BEGIN

PR #615, opened 2020-10-27
fix(models): use correct format for type and instance in problem.json

ercanucan:
This PR includes the following:
    
- According to their descriptions, `type` and `instance` fields
are relative URI or URI references. According to RFC 3986, the formats
should be specified as `uri-reference` instead of `uri`:
    
    https://tools.ietf.org/html/rfc3986#section-4.1
    
    Otherwise, linter tools such as spectral (https://github.com/stoplightio/spectral)
    would fail to lint these models correctly.
    
    The PR adapts these fields accordingly.
    
    As suggested by the community, keeps the file version at 1.0.1.
    
- Also includes minor language fixes to the file.

### DIFF
--- a/models/problem-1.0.1.yaml
+++ b/models/problem-1.0.1.yaml
@@ -3,19 +3,18 @@ Problem:
   properties:
     type:
       type: string
-      format: uri
+      format: uri-reference
       description: >
-        A relative URI reference that uniquely identifies the problem type
-        only in the context of the provided API. Opposed to the specification
-        in RFC-7807, it is neither recommended to be dereferencable and point
-        to a human-readable documentation nor globally unique for the problem
-        type.
+        A URI reference that uniquely identifies the problem type only in the
+        context of the provided API. Opposed to the specification in RFC-7807,
+        it is neither recommended to be dereferencable and point to a
+        human-readable documentation nor globally unique for the problem type.
       default: 'about:blank'
       example: '/problem/connection-error'
     title:
       type: string
       description: >
-        A short, summary of the problem type. Written in english and readable
+        A short summary of the problem type. Written in English and readable
         for engineers, usually not suited for non technical stakeholders and
         not localized.
       example: Service Unavailable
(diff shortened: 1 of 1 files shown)


ercanucan:
@bufferoverflow

dlouzan:
@ercanucan Should this actually be `1.0.2` itself? 😅

ercanucan:
@dlouzan 

> @ercanucan Should this actually be `1.0.2` itself? 😅

@dlouzan I guess it could be, but the semantics do not change, it's more like a fix in my opinion. However I am open to see what the community and the maintainers suggest 🙂   /cc @tfrauenstein @gewald

tkrop:
Hi @ercanucan, many thanks for the contribution.

From a service compatibility point of view it would require even a version `2.0.0`, from client `1.0.2` may be sufficient. In any case the PR should have create at least a new `problem-1.0.2.yaml`

However, I'm not sure whether we should redefine it i this way. To stick to absolute paths is just a suggestion of the rule to account for the missing practical value in providing resolvable error descriptions outside of the spec. We do not intend to enforce this suggestion by tooling, so I suggest to leave it as is.

@tfrauenstein @gewald @ePaul what do you think?

ercanucan:
@tkrop Thank you very much for your response! As you suggested, I created a new file `problem-1.0.2.yaml`.

- We actually use these guidelines in some of our projects at Siemens and we actually do enforce these using `spectral` as we believe it brings value to keep API specs consistent across various projects.
As currently the examples within `problem-1.0.1.yaml` do not fit the specified format (`uri`), we have seen that we could actually make the fix source and contribute it upstream 🙂 

An alternative I was considering could also be to adapt the format to `uri-reference`, which can be a `uri` or a `relative-reference` if we want to keep compatibility for both options as described in RFC3986:
https://tools.ietf.org/html/rfc3986#section-4.1
What would you and the rest of maintainers think about it?

tkrop:
@ercanucan Thanks again for the PR and the hint. Yes, **`uri-reference`** would actually be the correct and expected format. Since this is what we intended to express by `uri` in our initial PR, we would change **`problem-1.0.1yaml`**, since we think that this intention was broadly anticipated.

It would be great, if you can finalize your contribution in this sense. Many thanks

Tronje

ercanucan:
@tkrop Thank you very much for your response! Adapted the PR as you suggested. Please let me know if you'd like further adaptions. Thanks again!

tfrauenstein:
👍

tkrop:
:+1:

tkrop:
@ercanucan Thank you very much for your contribution.

ercanucan:
@tkrop @tfrauenstein Thank you very much for the collaboration.

Issue #607, opened 2020-08-25
Zally issue creation sometimes omits commits


ePaul:
We observed that some of the merges in this repository don't create a Zally issue, when they should have done so.

Examples:
* #579 ([build](https://travis-ci.org/github/zalando/restful-api-guidelines/builds/680531583)), #598 ([build](https://travis-ci.org/github/zalando/restful-api-guidelines/builds/719586629))

*Analysis*:

It looks like the result of https://api.github.com/repos/zalando/restful-api-guidelines/pulls/598/files (and similar) didn't return useful results (possibly an error?), which resulted in a error of jq, and then the rest of the script thought that nothing changed, and decided not to create a Zally issue.

GitHub's commit information API lags a bit behind the actual commits. So when it doesn't return anything, we might need to wait a bit and retry, when this happened.

ePaul:
Other missed (and relevant) PRs:
* #564 (compound key identifiers),
  → manually created as https://github.com/zalando/zally/issues/1182
* #560 (naming conventions for enums) 
  → manually included in https://github.com/zalando/zally/issues/1183

ePaul:
Potential (partial) solution:

* wait a moment before fetching the files for a merged PR.
* (if feasible) in the error case, wait a bit and try again
* in case of doubt, create an issue

ePaul:
We invested a bit more time to figure out what happened.

* The travis-deploy.sh script is trying to figure out which PR belongs to the merge commit. It is using jq's `capture("#(?<n>[0-9]+) ")` to find the PR number from the merge commit. This finds `Merge pull request #591 from zalando/gh-589-fix-link`, but not `Added naming convention for enums (#560)`. If it fails, no issue is created.
* After that, the script is trying to look at the files for the PR, to check whether a file in `chapters` changed.
   This sometimes fails, because the Github API doesn't return any data yet – in this case, no issue is created.

To make it more robust, we would need to:

* fix the regexp
* add a loop for the second request too
* as a fallback, if we didn't get anything, still create an issue.

tkrop:
Lets assume that #628 was finally fixing the issue.

PR #623, opened 2021-01-12
feat: improve zally issue creation (#607)

tkrop:
fixes. #607.

The new version of the script is intended to be much more robust. It will only repeat the initial request until the commit message is available and than use the result to evaluate the situation and create an issue. If the script decides to create an issue, it checks whether the commit has attached pull requests using a new experimental github api command and uses this as context information instead of the commit information. Anyhow, both ways should make it easy to review the changes.


tfrauenstein:
👍

tkrop:
:+1:

PR #625, opened 2021-01-15
Guidance for GET-with-body documentation

tfrauenstein:
Standardise how GET-with-body hint should be provided as part of the POST endpoint description.
Analog for DELETE-with-body.

### DIFF
--- a/chapters/http-requests.adoc
+++ b/chapters/http-requests.adoc
@@ -24,12 +24,12 @@ collection is empty) or {404} (if the collection is missing)
 
 
 [[get-with-body]]
-=== GET with body
+=== GET with body payload
 
 APIs sometimes face the problem, that they have to provide extensive structured
 request information with {GET}, that may conflict with the size limits of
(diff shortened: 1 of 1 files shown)


otaciliolacerda:
👍

tfrauenstein:
👍

otaciliolacerda:
👍

tkrop:
@tfrauenstein I'm wondering whether `request body payload` isn't a bit over-specified and hard to read.

tfrauenstein:
@tkrop I think it is ok -- though it is a bit over-specified. Reason: we mostly used `body` so far (and sometimes `payload`) and I think `payload` is the better term -- but I did not deleted `body` due to backward compatibility with `GET-with-Body` references.  Do you know whether acsiidoc supports multiple reference labels? -- than I can do the `body`clean-up:
```
[[get-with-body]]
[[get-with-payload]]
=== GET with payload
```

tkrop:
:+1:

tfrauenstein:
👍

PR #628, opened 2021-01-19
fix: and improve zally notification script (#607)

tkrop:
fixes #623.

It looks as if the new GitHub API does not always returning the `pull-requests`. To compensate, I added a loop and the old mechanism as fallback. In addition, I fixed also some issues with the comparison in case of errors.


tfrauenstein:
👍

ePaul:
:+1:

Issue #631, opened 2021-02-05
Remote reference rule is outdated


tkrop:
Our current rule about remote references ([#234](https://opensource.zalando.com/restful-api-guidelines/#234)) is outdated. We have created new models to reference to in https://opensource.zalando.com/restful-api-guidelines/, but have not documented this yet.

Not sure, but this may already effect Zally by making showing the message `MAY – Specify Success and Error Responses` when using the latest problem location https://opensource.zalando.com/restful-api-guidelines/problem-1.0.1.yaml#/Problem.

PR #636, opened 2021-02-15
feat: update remote reference guideline (#631)

tkrop:
fixes: #631.

### DIFF
--- a/chapters/general-guidelines.adoc
+++ b/chapters/general-guidelines.adoc
@@ -67,11 +67,17 @@ The reason is, that the content referred to is _in general_ *not durable* and
 unexpected ways.
 
 However, you may use remote references to resources accessible by the following
-service URLs.
+service URLs:
 
-* `https://infrastructure-api-repository.zalandoapis.com/` (internal repository of APIs)
-* `https://opensource.zalando.com/problem/` (see <<176>>)
-* `https://zalando.github.io/problem/` (deprecated alias for <<176>>)
+* `https://infrastructure-api-repository.zalandoapis.com/` (internal repository
+  of user defined APIs)
+* `https://opensource.zalando.com/restful-api-guidelines/` (default guideline
+  defined API fragments)
+
+For compatibility we support the following deprecated remote references:
+
+* `https://opensource.zalando.com/problem/` (alias for `Problem`, see <<176>>)
+* `https://zalando.github.io/problem/` (another alias for `Problem`, see <<176>>)
 
 As we control these URLs, we ensure that their content is *durable* and
 *immutable*. This allows to define API specifications by using fragments
--- a/chapters/general-guidelines.adoc
+++ b/chapters/general-guidelines.adoc
@@ -69,10 +69,13 @@ unexpected ways.
 However, you may use remote references to resources accessible by the following
 service URLs:
 
-* `https://infrastructure-api-repository.zalandoapis.com/` (internal repository
-  of user defined APIs)
-* `https://opensource.zalando.com/restful-api-guidelines/` (default guideline
-  defined API fragments)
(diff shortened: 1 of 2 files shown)


chapters/general-guidelines.adoc
```diff
@@ -67,11 +67,17 @@ The reason is, that the content referred to is _in general_ *not durable* and
...
 However, you may use remote references to resources accessible by the following
-service URLs.
+service URLs:
 
-* `https://infrastructure-api-repository.zalandoapis.com/` (internal repository of APIs)
-* `https://opensource.zalando.com/problem/` (see <<176>>)
-* `https://zalando.github.io/problem/` (deprecated alias for <<176>>)
+* `https://infrastructure-api-repository.zalandoapis.com/` (internal repository
+  of user defined APIs)
+* `https://opensource.zalando.com/restful-api-guidelines/` (default guideline
```
tfrauenstein, line 74: This is the link to the guidelines, not to the 'API fragments'.
Should we instead use https://github.com/zalando/restful-api-guidelines/tree/master/models

BTW: In [Rule 183](https://opensource.zalando.com/restful-api-guidelines/#183) we use 
https://opensource.zalando.com/restful-api-guidelines/models/request-headers-1.0.0.yaml#/X-Flow-ID
which cannot be resolved, can it?

chapters/general-guidelines.adoc
```diff
@@ -67,11 +67,17 @@ The reason is, that the content referred to is _in general_ *not durable* and
...
+  defined API fragments)
+
+For compatibility we support the following deprecated remote references:
+
+* `https://opensource.zalando.com/problem/` (alias for `Problem`, see <<176>>)
+* `https://zalando.github.io/problem/` (another alias for `Problem`, see <<176>>)
```
tfrauenstein, line 80: editorial --> *Hint:* The formerly used remote references to `problem` API definition fragment (aliases `https://opensource.zalando.com/problem/` and `https://zalando.github.io/problem/`) are deprecated, but still supported for compatibility.

chapters/general-guidelines.adoc
tkrop: I added the link to the published model location - which is not the location in `github.com`. This is also why `https://opensource.zalando.com/restful-api-guidelines/models/request-headers-1.0.0.yaml#/X-Flow-ID` does not work, because models are not published to `/models` but the `/`.

The latter may have been an error, but I'm not sure that we can fix this now, since the resources are already widely used.

tfrauenstein: Shouldn't it be defined like follows:
* `https://opensource.zalando.com/restful-api-guidelines/<*model*>` -- used to refer to `<*model*>` API fragment definitions provided in `https://github.com/zalando/restful-api-guidelines/tree/master/models`

chapters/general-guidelines.adoc
```diff
@@ -67,11 +67,17 @@ The reason is, that the content referred to is _in general_ *not durable* and
...
 
 However, you may use remote references to resources accessible by the following
-service URLs.
+service URLs:
 
-* `https://infrastructure-api-repository.zalandoapis.com/` (internal repository of APIs)
-* `https://opensource.zalando.com/problem/` (see <<176>>)
-* `https://zalando.github.io/problem/` (deprecated alias for <<176>>)
+* `https://infrastructure-api-repository.zalandoapis.com/` (internal repository
+  of user defined APIs)
```
tfrauenstein, line 73: * `https://infrastructure-api-repository.zalandoapis.com/` -- internal repository
  of user defined and deployed (immutable) API definition revisions

tfrauenstein:
👍

tkrop:
:+1:

ePaul:
:+1:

END

:: TASK OBJECTIVE ::
Print, please, the lines above from the very first through the one that holds "in the context", both included, word for word and with nothing else.

:: EXERCISE RESULT ::
PR #615, opened 2020-10-27
fix(models): use correct format for type and instance in problem.json

ercanucan:
This PR includes the following:
    
- According to their descriptions, `type` and `instance` fields
are relative URI or URI references. According to RFC 3986, the formats
should be specified as `uri-reference` instead of `uri`:
    
    https://tools.ietf.org/html/rfc3986#section-4.1
    
    Otherwise, linter tools such as spectral (https://github.com/stoplightio/spectral)
    would fail to lint these models correctly.
    
    The PR adapts these fields accordingly.
    
    As suggested by the community, keeps the file version at 1.0.1.
    
- Also includes minor language fixes to the file.

### DIFF
--- a/models/problem-1.0.1.yaml
+++ b/models/problem-1.0.1.yaml
@@ -3,19 +3,18 @@ Problem:
   properties:
     type:
       type: string
-      format: uri
+      format: uri-reference
       description: >
-        A relative URI reference that uniquely identifies the problem type
-        only in the context of the provided API. Opposed to the specification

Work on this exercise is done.